In 2004, the nuclear share of electricity production in the EU reached 31 %, which represents a “non-emission” to the atmosphere of nearly 900 million tons of CO2 per year.3 This represents almost the quantity of carbon dioxide produced annually by the transport sector. Given these facts, it is very unlikely that the goal of a 20 % CO2 emission reduction by 2020 can be achieved, if the EU energy mix does not include an important share of nuclear energy. It is important to highlight that unless Europe can make domestic energy more competitive in the next 20–30 years, between 60 and 70 % of the EU energy requirements, compared with 50 % today, will be met by reliance on imports from regions threatened by insecurity. According to some expert opinion, not only it is expected that this dependence would increase up to 60–70 % by 2030, but reliance on imports of natural gas is expected to increase from 57 to 84 % by 2030. In the case of oil, this increase would be from 82 to 93 % (Morales Pedraza 2008).

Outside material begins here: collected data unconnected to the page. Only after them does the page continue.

PR #274, opened 2022-06-09
Move system clock to TIM2

davidgfnet:
TIM2 is not used and, in theory, reserved for the kernel (but it never uses it). Since we only use it to measure the time, it's easy to configure it (using kmode enter/exit to get around permissions) and use it without much overhead (reads are allowed), while at the same time protecting it from the users.

This will free timer 0 and 1 to be used by homebrew users, and potentially by the timer library in PR #266

### DIFF
--- a/ee/kernel/include/timer.h
+++ b/ee/kernel/include/timer.h
@@ -39,6 +39,11 @@
 #define T3_MODE  ((volatile unsigned int *)0x10001810)
 #define T3_COMP  ((volatile unsigned int *)0x10001820)
 
+// Pointers to the kernel segment (uncached)
+#define K_T2_COUNT  ((volatile unsigned int *)0xB0001000)
+#define K_T2_MODE   ((volatile unsigned int *)0xB0001010)
+#define K_T2_COMP   ((volatile unsigned int *)0xB0001020)
+
 #define Tn_MODE(CLKS, GATE, GATS, GATM, ZRET, CUE, CMPE, OVFE, EQUF, OVFF) \
     (u32)((u32)(CLKS) | ((u32)(GATE) << 2) |                               \
           ((u32)(GATS) << 3) | ((u32)(GATM) << 4) |                        \
--- a/ee/kernel/src/timer.c
+++ b/ee/kernel/src/timer.c
@@ -16,17 +16,12 @@
 #include <timer.h>
 #include <kernel.h>
 
-#ifdef TIME_USE_T0
-#define INTC_TIM       INTC_TIM0
-#define T_COUNT        T0_COUNT
-#define T_MODE         T0_MODE
-#define T_COMP         T0_COMP
-#else
-#define INTC_TIM       INTC_TIM1
-#define T_COUNT        T1_COUNT
-#define T_MODE         T1_MODE
-#define T_COMP         T1_COMP
-#endif
+#define INTC_TIM       INTC_TIM2
+#define T_COUNT_RD     T2_COUNT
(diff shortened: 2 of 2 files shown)


sp193:
Only TIM3 is reserved for the kernel. I suppose you referred to the Sony SDK documentation? If so, then if we went back far enough to look at the documentation for earlier SDKs, I recall it only reserved TIM3. If I am not wrong, TIM2 became reserved after they added these SDK functions.

fjtrujy:
> Only TIM3 is used for the kernel's alarm functionality. I suppose you referred to the Sony SDK documentation? If so, then if we went back far enough to look at the documentation for earlier SDKs, I recall it only reserved TIM3. If I am not wrong, TIM2 became reserved after they added these SDK functions. It has been years since I looked at it, however.

That's totally true, however, the reason why he did this is that setting the TIM2 produces a TLB exception.
In #266 if you see we were using `TIM2` for our porpuses, it looks to work fine in `PCSX2` but it crashes in real hardware producing a TLB exception

sp193:
I was referring to his comment that TIM2 is unused by the kernel despite being documented to.

The code accesses the TIM2 registers within KSEG, which cannot be accessed via user mode. I am not sure why the change involves a change to the memory segment too, but I know too little now to comment on it.

fjtrujy:
> I was referring to his comment that TIM2 is unused by the kernel despite being documented to.
> 
> The code accesses the TIM2 registers within KSEG, which cannot be accessed via user mode. I am not sure why the change involves a change to the memory segment too, but I know too little now to comment on it.

Thanks for the quick reply 
Do you have any concern? Or should we merge it?

sp193:
Would #266 conflict with this? If so, is there a reason to use TIM2, when this code is specific to our SDK and could block us from using it for a copy of Sony's functionality?

davidgfnet:
Hey sp193!
Yeah exactly what you guys already discussed. Since TIM2 is not used by the kernel, and only by some later versions of the official SDK, we can safely use it.
TIM2 and 3 are write protected by the TLB (so a user cannot easily reprogram them), but still allows users to read them, making it a perfect candidate for clock (since most operations are reads, except the IRQ handler that needs to cleanup the flag).
And yeah, once we merge this, I will update #266 to use TIM0 or 1. That way we still have one free timer for other purposes.
Does that sound sensible? Thanks for checking this out BTW!

sp193:
Is #266 based on the Sony library? If so, did it use TIM2? If that was the case, then shouldn't it continue using TIM2 instead, so that we will not reinvent the wheel? By doing so, TIM2 can be known for one SDK purpose, rather than serving two different purposes - depending on the SDK which uses it.

fjtrujy:
> We could indeed go that route. However I figured that TIM2 was a better fit for a clock, while TIM0/1 are perhaps better for timers. Mainly cause reprogramming them is slightly slower and requires some odd kernel privileges.
> Since nobody has ported the TIM2 alarm system until now I assume it doesn't matter that much right? I assume the reason why Sony went for TIM2 was that it was an unused and reserved timer that was just free for them to use (since the library was added at a much later version of the SDK).
> Also we get some nice advantages: if a user reprograms TIM0/1 for their own use, they will break the time functions (including (nano)sleep and other library functions like in SDL), which is suboptimal. If they know how to reprogram the TIM2, then it means they know what they're doing :)

On top of that I just want to add that we will give the user the possibility to disable the initialization of the timers. This will be done in a separate PR that most probably I will do today.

The European region, particularly the EU, is consuming more and more energy and importing more and more energy products in order to satisfy its increasing energy needs. External dependence for energy is constantly increasing and this situation is considered by many politicians and experts very dangerous from the political and economic point of view. If no measures are taken, in the next 20–30 years, 70 % or more of the EU’s energy requirements will be covered by energy imported from outside the European region. Why the EU is increasing its energy import from outside the region (see Fig. 8.2)? One of the main reasons is that the energy production within the EU is decreasing and there are not exploiting as much as they could their indigenous and renewable sources of energy. Instead of moving toward the stated objective of a 12 % share for renewables in the European region energy balance, the region is stagnating around the 6 % mark, which is half of the agreed objective. Despite of the efforts made during the past years by several European countries to increase the share of renewable energy in the energy balance mix, the outcome of these efforts is not enough and has no change significantly the current composition of the energy balance within the region as a whole.